On a personal note, I'm going back to fulltime work in the next few weeks
after freelancing from home since Nov and now that I'm committed to joining
another team, one of my regrets is that I didn't take more personal time for
myself away from the computer, but I also think that the time passed by so
quickly because I'd have weeknight conversations with my wife to look forward
to while toiling away.

------
pxlpshr
This is a great article and I considered doing this last summer when we were
trying to get the mobile app company going. I can particularly relate with
'creative' freelancers who feel the effects of social isolation.

Here's another approach and something I did during my college years: take a
job working part-time with your apartment. Not only will you get paid but
usually a substantial rent deduction too.
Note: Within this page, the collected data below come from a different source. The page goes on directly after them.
PR #56072, opened 2023-10-11
Shortcut relations in getNarrowedTypeWorker when comparing literals

jakebailey:
For #55948

When narrowing large unions of literals, we do four different relation calls which appear to be quite costly. By checking ahead of time that we're going to relate two literals, we can skip this work by comparing the values directly and only once (as the result shouldn't be order dependent).

This leads to a significant speedup on #55948:

```
Benchmark 1: main
  Time (mean ± σ):     12.456 s ±  0.851 s    [User: 12.929 s, System: 0.059 s]
  Range (min … max):   11.219 s … 13.428 s    10 runs
 
Benchmark 2: PR
  Time (mean ± σ):      2.973 s ±  0.053 s    [User: 3.434 s, System: 0.057 s]
  Range (min … max):    2.906 s …  3.073 s    10 runs
 
Summary
  'PR' ran
    4.19 ± 0.30 times faster than 'main'
```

Around Austin TX there are a ton of
"collegiate" complexes who love working with students, I lived for free for
two years (saved $14k). And, you end up meeting people in your area.

------
omnivore
I've thought about quitting my real job and doing this. I won't now, because
it's more useful to me in terms of leveraging to open the door to other
opportunities. But if you're already a hacker anyway and you have a team or
things you're working on, it totally makes sense.

If you're just an "idea" person and don't really have it fleshed out, but want
to devote more time to your idea, it's just not quite as good an idea I don't
think.

------
nazgulnarsil
key bit: _working 6-8 hours a week_

call back when you have to work a real job. whiny idiot.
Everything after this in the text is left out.